According to results published in The Lancet this week, a Phase 1, first-in-human test of an experimental Marburg virus vaccine developed by the National Institute of Allergy and Infectious Diseases (NIAID), good safety profiles and an active immune response brought hope for the candidate’s future.

Marburg virus, or MARV, is a filovirus in the same family as the Ebola virus. It’s capable of causing a progressive and feverish illness that can rapidly lead to shock and death in large numbers of those infected. It’s thought most likely to jump from certain chronically infected bats in sub-Saharan Africa to humans, bringing with it headaches, chills, organ dysfunction, delirium, and bleeding in the gastrointestinal tract and elsewhere as it goes, among other problems. Currently, no approved vaccines or specific therapies exist to treat the disease, only supportive care.

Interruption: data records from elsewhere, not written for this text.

PR #9552, opened 2017-10-24
[TIMOB-24404] Expose global object on iOS

janvennemann:
**JIRA:** https://jira.appcelerator.org/browse/TIMOB-24404

**Optional Description:**
Exposes the global object as a node like `global` variable. Allows the following code to be run:
```
global.testVar = 1;
console.log(testVar); // prints "1" to the log
```
This already works in Alloy apps in Android, but not in classic apps.

### DIFF
--- a/iphone/Classes/KrollBridge.m
+++ b/iphone/Classes/KrollBridge.m
@@ -552,6 +552,10 @@ CFMutableSetRef krollBridgeRegistry = nil;
   prop = TiStringCreateWithCFString((CFStringRef) @"console");
   TiObjectSetProperty(jsContext, globalRef, prop, [KrollObject toValue:kroll value:console], kTiPropertyAttributeNone, NULL);
 
+  // Make the global object itself available under the name "global"
+  TiStringRef globalPropertyName = TiStringCreateWithCFString((CFStringRef) @"global");
+  TiObjectSetProperty(jsContext, globalRef, globalPropertyName, globalRef, kTiPropertyAttributeDontEnum | kTiPropertyAttributeReadOnly | kTiPropertyAttributeDontDelete, NULL);
+
   //if we have a preload dictionary, register those static key/values into our namespace
   if (preload != nil) {
     for (NSString *name in preload) {


hansemannn:
@sgtcoolguy I'd like to add the unit-tests for Jan - should I create a new test-suite, e.g. "globals.test.js" or integrate into an existing one? Eventually, we could also test other globals like setTimeout, setInterval, __filename and __dirname.

hansemannn:
@janvennemann I am not sure about the performance-impact of this change, because (for now) we hang every Ti.* element on the global namespace now, which can be referenced from everywhere now. This example:
```js
  backgroundColor: '#fff'
});

  title: 'Trigger'
});

  console.log(global);  
});

win.add(btn);
win.open();
```
returns:
``` js
{
    L = "<KrollCallback: 0x60c000266900>";
    alert = "<KrollCallback: 0x60c0002669c0>";
    btn = "[object TiUIButton]";
    clearInterval = "<KrollCallback: 0x60c0002667c0>";
    clearTimeout = "<KrollCallback: 0x60c000266880>";
    console = "[object TiConsole]";
    require = "<KrollCallback: 0x60c000266a00>";
    setInterval = "<KrollCallback: 0x60c000266b00>";
    setTimeout = "<KrollCallback: 0x60c000266bc0>";
    win = "[object TiUIWindow]";
}
```

sgtcoolguy:
@hansemannn We have some tests of globals int he suite, but they're poorly organized. Right now they live in:
- https://github.com/appcelerator/titanium-mobile-mocha-suite/blob/1102d6e1d7a0da2bb41082b350a6f22d08f449fa/Resources/ti.internal.test.js
- https://github.com/appcelerator/titanium-mobile-mocha-suite/blob/1102d6e1d7a0da2bb41082b350a6f22d08f449fa/Resources/ti.builtin.test.js

I'd copy and update one of those, or combine them into a global.test.js.

hansemannn:
Ok, I'll remove the ones from `ti.internal.test.js` as they are in `ti.builtin.test.js` already, remove `ti.internal.test.js`, rename `ti.builtin.test.js` to `ti.globals.test.js` and add more tests around them. @janvennemann I'll likely cherry-pick your PR and provide it in an own PR.

hansemannn (approved):

janvennemann:
@hansemannn, this should not change the scope of any variables, it only makes the global object available under the `global` var. The reason the button and window variable show up in that list is because every variable declared in `app.js` is considered a global variable since this is the entry point for the js context. Variables in other files are scoped to their module and will not be available via `global`.

@sgtcoolguy Support for this on Android seems to only work under Alloy. Any idea why?

sgtcoolguy:
@janvennemann uhhh, I don't know.  Maybe an artifact of the difference in the way we treat app.js versus all other required JS files?

In non-app.js we wrap in a self-invoking function ala Node: https://github.com/appcelerator/titanium_mobile/blob/master/android/runtime/common/src/js/kroll.js#L120

app.js is treated specially: https://github.com/appcelerator/titanium_mobile/blob/master/android/runtime/common/src/js/module.js#L580

sgtcoolguy:
So to follow up on this: 
I'm actually needing this to get #9512 working with ti-mocha. There is no "global" variable/property in iOS, which is causing issues there, where it attempts to preserve some global functions. There are platform difference between iOS and Android so I can't even try and do an `if(!global)` guard before it re-defines global.

As part of that and this PR I looked at what Node does, and it is *exactly* what Jan does here. For Android, `global` works on anywhere but app.js, because in other files we wrap the file in a self invoking function that passes in the global object as `global`. In app.js we just execute the script in context without a self-invoking function wrapper to pass in things like `kroll` or `global`.

To unify the platforms, I think we should hang "global" off the global object as Jan does here, then global should be available everywhere in any JS file for both platforms. We could then remove the global argument to the self-invoking wrapper function on Android.

On another related note, I'm seeing some undocumented/unofficial global weirdness with require too. You can do `this.myNewProperty = 1;` to affect the global namespace right now in a required file. With #9512 that behavior breaks as it inlines `undefined` to replace `this`. Not sure if we care or not.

In this study of 40 healthy adult volunteers, recipients took a single dose of either a low or higher dose of the vaccine. These recipients were enrolled at the Walter Reed Army Institute of Research Clinical Trials Center. They were monitored for adverse reactions and evaluated at regular intervals for 48 weeks to track any immune responses. On a positive note, the vaccine seemed to induce strong, long-lasting immunity to the MARV glycoprotein, with 95 percent of participants showing healthy antibody response after vaccine and 70 percent holding steady for more than 48 weeks.

The vaccine candidate is known as cAd3-Marburg and was developed at NIAID’s Vaccine Research Center. It’s based on a modified chimpanzee adenovirus, cAd3, which could no longer replicate or infect cells but hosts a glycoprotein found on the surface of MARV as a target for inducing immune responses. While this was the first test for this method on MARV, the cAd3 vaccine platform has been previously used to produce solid safety profiles among investigational Ebola virus and Sudan virus vaccines.

A single-dose vaccine for Marburg could be a massive win for areas of Africa in particular, where long-term protection could help quell outbreaks. So far, experimental vaccines have led to high efficacy and durable protection rates. As such, the possibilities presented by this testing of cAd3-Marburg have already led to plans for further trials in Ghana, Kenya, Uganda, and the United States.